Paul Riechers, Adam Shai

In this stream we will explore extensions and implications of our discovery that neural networks pretrained on next-token prediction represent belief-state geometry in their activations. We will build on this fundamental theory of neural network representations in order to discover what AI systems are thinking, and understand their emergent behaviors.

Stream overview

Work in this stream will build on our discovery of belief-state geometry in the activations of pretrained neural networks.  The project can leverage applicants’ strengths in mathematical modeling and/or ML engineering.  We welcome highly driven and relatively autonomous researchers that would like to benefit from our mentorship while taking the lead on a relevant project of their choice. Some possible projects will study in-context learning, out of distribution generalization, theoretically benchmarking SAEs, designing new methods for finding features, methods of compressing representations in transformers, and interpretability on RL models.

Mentors

Adam Shai
Simplex
,
Research Lead
SF Bay Area
Interpretability

Adam Shai has extensive research experience in experimental and computational neuroscience. He earned his PhD from Caltech and has over a decade of experience investigating the neural basis of intelligent behavior, most recently as a researcher at Stanford. Driven by the pressing need for AI safety, he has now turned his expertise to neural networks, aiming to develop principled methods for controlling and aligning increasingly advanced AI systems.

Adam co-founded and now leads research at Simplex, an organization dedicated to building a science of representations in AI systems.

Paul Riechers
Simplex
,
Simplex research lead
SF Bay Area
Interpretability

Paul Riechers is a researcher and scientific leader with deep expertise in the physics of information and the fundamental limits of learning and prediction.  He co-founded Simplex, an AI safety research organization, with Dr. Adam Shai, applying insights from theoretical physics and neuroscience to build foundational understanding of internal representations and emergent behavior in neural networks.  Paul earned a PhD in theoretical physics and an MS in electrical and computer engineering from UC Davis. Prior to founding Simplex, he spent five years as a Research Fellow at Nanyang Technological University in Singapore. He is also co-founder of the Beyond Institute for Theoretical Science (BITS), a former Senior Fellow at UCLA’s Mathematics of Intelligences program at IPAM, and has served as both a MATS scholar and mentor. Paul has co-organized multiple workshops on AI interpretability and alignment, and now co-leads the growing Simplex team with support from the Astera Institute.

Mentorship style

Early in the program, Paul and Adam will meet in person with scholars to help them get up to speed on the theoretical and technical background needed to understand and contribute to our framework.  Subsequent weekly meetings with mentees aim to answer questions, unblock research, explore project ideas, and give feedback and suggestions on research.

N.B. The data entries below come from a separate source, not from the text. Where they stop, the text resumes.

PR #741, opened 2021-07-23
Update logging in TFM selector filters to be more informative

### LINKED ISSUE #718: The target framework selector should log more details about why a particular TFM was chosen
As pointed out in #692, it's not always clear why Upgrade Assistant prefers .NET Standard, .NET 5, etc. for different projects. It's expected that different TFMs are used in different scenarios, but the target framework selector should log more messages (at informational level) explaining why a given TFM was chosen.

mjrousos:
Fixes #718


sunandabalu (approved):
LGTM

PR #742, opened 2021-07-26
Move from XliffTasks to Microsoft.DotNet.XliffTasks

premun:
The package name was changed to start with a reserved name (https://github.com/dotnet/xliff-tasks/issues/412)


sunandabalu (approved):
Thanks @premun  for making this change :)

PR #744, opened 2021-07-26
Add initial implementation of IExtensionManager APIs

### LINKED ISSUE #710: As a user, I can remove extensions

twsouthwick:
This change adds a config file for Upgrade Assistant that can hold items
that are expected to be persisted, starting with extensions. The file created will look like this:

```
upgrade-assistant.json:

{
  "Extensions": [
    {
      "Name": "test",
      "Source": "https://api.nuget.org/v3/index.json",
      "Version": null
    }
  ]
}
```

The values of `source`/`version`  will be validated/etc in a subsequent PR

Fixes #710

### DIFF
--- a/src/components/Microsoft.DotNet.UpgradeAssistant.Extensions/ExtensionOptions.cs
+++ b/src/components/Microsoft.DotNet.UpgradeAssistant.Extensions/ExtensionOptions.cs
@@ -3,6 +3,7 @@
 
 using System;
 using System.Collections.Generic;
+using System.IO;
 using System.Linq;
 
 namespace Microsoft.DotNet.UpgradeAssistant.Extensions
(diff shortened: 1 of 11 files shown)


src/components/Microsoft.DotNet.UpgradeAssistant.Extensions/ExtensionOptions.cs
```diff
@@ -18,5 +19,7 @@ public class ExtensionOptions
         public ICollection<ExtensionInstance> Extensions { get; } = new List<ExtensionInstance>();
 
         public Version CurrentVersion { get; set; } = null!;
+
+        public string ConfigurationFilePath { get; } = Path.Combine(Environment.CurrentDirectory, "upgrade-assistant.json");
```
sunandabalu, line 23: Would there be a need to add this as a user option?

sunandabalu (approved):

src/components/Microsoft.DotNet.UpgradeAssistant.Extensions/ExtensionOptions.cs
twsouthwick: I don't see any scenario that would make sense. We may want to pivot it off of the directory of the input file, though

PR #749, opened 2021-07-27
Reference test packages in Directory.Build.targets

twsouthwick:
This change moves all PackageReferences for test utilities to the Directory.Build.targets. This will ensure all tests have the same mocking/fixture/etc library.


sunandabalu (approved):
Nice!

Issue #747, opened 2023-06-20
Misleading error when using nonexistent DC


Lorak-mmk:
When using `DefaultPolicy::builder().prefer_datacenter(dc)` with nonexistent datacenter the driver returns a very misleading erro when trying to execute a query: `Error: ProtocolError("Empty query plan - driver bug!")`.

Full reproducer: https://github.com/fee-mendes/rust-driver-example/blob/main/metric-collector
Driver version: 0.8.1, as can be seen in above reproducer.

To reproduce, simply run `cargo run --bin metric-collector <scylla_ip> this_dc_does_not_exist`

samuelorji:
stab: https://github.com/scylladb/scylla-rust-driver/pull/825

PR #825, opened 2023-10-08
Return Query Error for non existent DC

samuelorji:
Return query error when there are no known nodes found during query planning

Fixes: https://github.com/scylladb/scylla-rust-driver/issues/747

## Pre-review checklist

- [-] I have adjusted the documentation in `./docs/source/`.
- [-] I added appropriate `Fixes:` annotations to PR description.

### DIFF
--- a/scylla-cql/src/errors.rs
+++ b/scylla-cql/src/errors.rs
@@ -46,6 +46,10 @@ pub enum QueryError {
     #[error("Request timeout: {0}")]
     RequestTimeout(String),
 
+    /// No known node found to perform query
+    #[error("No known node found: {0}")]
+    NoKnownNodeFoundError(String),
+
     /// Address translation failed
     #[error("Address translation failed: {0}")]
     TranslationError(#[from] TranslationError),
@@ -404,6 +408,10 @@ pub enum NewSessionError {
     #[error("Client timeout: {0}")]
     RequestTimeout(String),
 
+    /// No known node found to perform query
+    #[error("No known node found: {0}")]
+    NoKnownNodeFoundError(String),
+
     /// Address translation failed
     #[error("Address translation failed: {0}")]
     TranslationError(#[from] TranslationError),
@@ -482,6 +490,7 @@ impl From<QueryError> for NewSessionError {
             QueryError::UnableToAllocStreamId => NewSessionError::UnableToAllocStreamId,
             QueryError::RequestTimeout(msg) => NewSessionError::RequestTimeout(msg),
             QueryError::TranslationError(e) => NewSessionError::TranslationError(e),
+            QueryError::NoKnownNodeFoundError(e) => NewSessionError::NoKnownNodeFoundError(e),
         }
     }
 }
--- a/scylla-cql/src/errors.rs
+++ b/scylla-cql/src/errors.rs
@@ -46,9 +46,9 @@ pub enum QueryError {
     #[error("Request timeout: {0}")]
     RequestTimeout(String),
 
-    /// No known node found to perform query
-    #[error("No known node found: {0}")]
-    NoKnownNodeFoundError(String),
+    /// Empty Query Plan
+    #[error("Load balancing policy returned empty query plan. It can happen when the driver is provided with non-existing datacenter name")]
+    EmptyQueryPlan,
 
     /// Address translation failed
     #[error("Address translation failed: {0}")]
@@ -408,9 +408,9 @@ pub enum NewSessionError {
     #[error("Client timeout: {0}")]
     RequestTimeout(String),
 
-    /// No known node found to perform query
-    #[error("No known node found: {0}")]
-    NoKnownNodeFoundError(String),
+    /// Empty Query Plan
+    #[error("Load balancing policy returned empty query plan. It can happen when the driver is provided with non-existing datacenter name")]
+    EmptyQueryPlan,
 
     /// Address translation failed
     #[error("Address translation failed: {0}")]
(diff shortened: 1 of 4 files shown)


scylla/src/transport/session.rs
```diff
@@ -1653,7 +1653,8 @@ impl Session {
         QueryFut: Future<Output = Result<ResT, QueryError>>,
         ResT: AllowedRunQueryResTType,
     {
-        let mut last_error: Option<QueryError> = None;
+        // set default error as no known found as the query plan returns an empty iterator if there are no nodes in the plan
+        let mut last_error: Option<QueryError> = Some(QueryError::NoKnownNodeFoundError("Please confirm the supplied datacenters exists".to_string()));
```
samuelorji, line 1657: The query_plan is an [iterator](https://github.com/scylladb/scylla-rust-driver/blob/main/scylla/src/transport/session.rs#L1661) that provides a Node, but this iterator can be empty due to the inability to [find/pick a node](https://github.com/scylladb/scylla-rust-driver/blob/main/scylla/src/transport/load_balancing/plan.rs#L71) which is mostly [caused here](https://github.com/scylladb/scylla-rust-driver/blob/main/scylla/src/transport/load_balancing/default.rs#L398). 

There could be other reasons why the iterator could be empty, but I can't see any yet

samuelorji:
@Lorak-mmk. I can see that the Cassandra tests are failing on CI, but they work locally for me. Thoughts?

scylla/src/transport/session.rs
```diff
@@ -1653,7 +1653,10 @@ impl Session {
         QueryFut: Future<Output = Result<ResT, QueryError>>,
         ResT: AllowedRunQueryResTType,
     {
-        let mut last_error: Option<QueryError> = None;
+        // set default error as no known found as the query plan returns an empty iterator if there are no nodes in the plan
+        let mut last_error: Option<QueryError> = Some(QueryError::NoKnownNodeFoundError(
+            "Please confirm the supplied datacenters exists".to_string(),
+        ));
         let mut current_consistency: Consistency = context
```
Lorak-mmk, line 1660: If I understand correctly, the problem happens when `query_plan` is empty. The question is, is this the only case when `last_error` can remain empty?
From brief reading of the code it looks like it, but I'm not 100% sure, and it could break in the future.
Could you rewrite this so that the new error is only returned when `query_plan` is empty, and otherwise the current behavior is preserved?

scylla/src/transport/session.rs
```diff
@@ -1653,7 +1653,10 @@ impl Session {
         QueryFut: Future<Output = Result<ResT, QueryError>>,
         ResT: AllowedRunQueryResTType,
     {
-        let mut last_error: Option<QueryError> = None;
+        // set default error as no known found as the query plan returns an empty iterator if there are no nodes in the plan
+        let mut last_error: Option<QueryError> = Some(QueryError::NoKnownNodeFoundError(
+            "Please confirm the supplied datacenters exists".to_string(),
+        ));
```
Lorak-mmk, line 1659: I see we don't have access to provided datacenter name so we can't use it in error message. But the message could be better I think - right now it explains a probable fix, but does not say what went wrong.
Maybe something like `Load balancing policy returned empty query plan. It can happen when driver is provided with non-existing datacenter name`.

scylla-cql/src/errors.rs
```diff
@@ -46,6 +46,10 @@ pub enum QueryError {
     #[error("Request timeout: {0}")]
     RequestTimeout(String),
 
+    /// No known node found to perform query
+    #[error("No known node found: {0}")]
+    NoKnownNodeFoundError(String),
```
Lorak-mmk, line 51: I'm not convinced by this name. What is `KnownNode` in this context? Maybe something like `EmptyQueryPlan`?

Lorak-mmk (changes requested):

scylla/src/transport/session.rs
```diff
@@ -1666,7 +1666,10 @@ impl Session {
             .consistency_set_on_statement
             .unwrap_or(execution_profile.consistency);
 
+        let mut query_plan_is_empty = true;
```
samuelorji, line 1669: Wanted to do a peekable check to ensure the iterator is not empty like:
```rust
query_plan.peekable()
```

but it caused this lifetime error:
```
error: higher-ranked lifetime error
   --> scylla/src/transport/session_test.rs:409:5
    |
409 | /     tokio::spawn(async move {
410 | |         let values = (
411 | |             (1_i32, 2_i32, "abc"),
412 | |             (),
...   |
415 | |         session_clone.batch(&batch, values).await.unwrap();
416 | |     })
    | |______^
    |
    = note: could not prove `[async block@scylla/src/transport/session_test.rs:409:18: 416:6]: std::marker::Send`
    ```
    So, I just defaulted to doing this more simple check

File: scylla/src/transport/session_test.rs [hunk 6]
```diff
@@ -2857,3 +2858,33 @@ async fn test_manual_primary_key_computation() {
         .await;
     }
 }
+
+#[tokio::test]
+async fn test_non_existent_dc_return_correct_error() {
+    let ks = "iot";
+
+    let host = "127.0.0.1";
```
Lorak-mmk, line 2866: The tests fail because they run Scylla on different IP. Please take a look at other tests in this file - they use `create_new_session_builder()` to get a session builder with correct IP. You can then call 
```
        .default_execution_profile_handle(handle)
        .build()
        .await
        .expect("cannot create session");
```
on resulting builder.

samuelorji: Thanks

piodul (changes requested):
Notice that `execute_query` returns `None` in case there were no nodes tried. The `None` is converted into `QueryError::ProtocolError("Empty query plan - driver bug!")` at some point - look those places up by grepping on the error message. I don't like the modifications made to `execute_query` because now

- The function never returns `None`, but it has `Option` in its return type,
- The new behavior will break speculative execution (look at `speculative_execution.rs`).

I don't think that `execute_query` needs to be touched at all, it's just that the error message needs to be changed. You should go over the places where `Empty query plan - driver bug!` is returned, change it to the new error variant you introduced and that should be it.

wprzytula:
@samuelorji what's the status of this?

Lorak-mmk:
Closing in favor of https://github.com/scylladb/scylla-rust-driver/pull/1371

Scholars we are looking for

The project can leverage applicants’ strengths in mathematical modeling and/or ML engineering.  We welcome highly driven and relatively autonomous researchers that would like to benefit from our mentorship while taking the lead on a relevant project of their choice. The ideal scholar has the ability to move fast, and has experience in either research (e.g., PhD in any field), or software/ML engineering. 

Can independently find collaboraters, but not required

Project selection

We will talk through project ideas with scholar

Community at MATS

MATS Research phase provides scholars with a community of peers.

During the Research phase, scholars work out of a shared office, have shared housing, and are supported by a full-time Community Manager.

Working in a community of independent researchers gives scholars easy access to future collaborators, a deeper understanding of other alignment agendas, and a social network in the alignment community.

Previous MATS cohorts included regular lightning talks, scholar-led study groups on mechanistic interpretability and linear algebra, and hackathons. Other impromptu office events included group-jailbreaking Bing chat and exchanging hundreds of anonymous compliment notes.  Scholars organized social activities outside of work, including road trips to Yosemite, visits to San Francisco, and joining ACX meetups.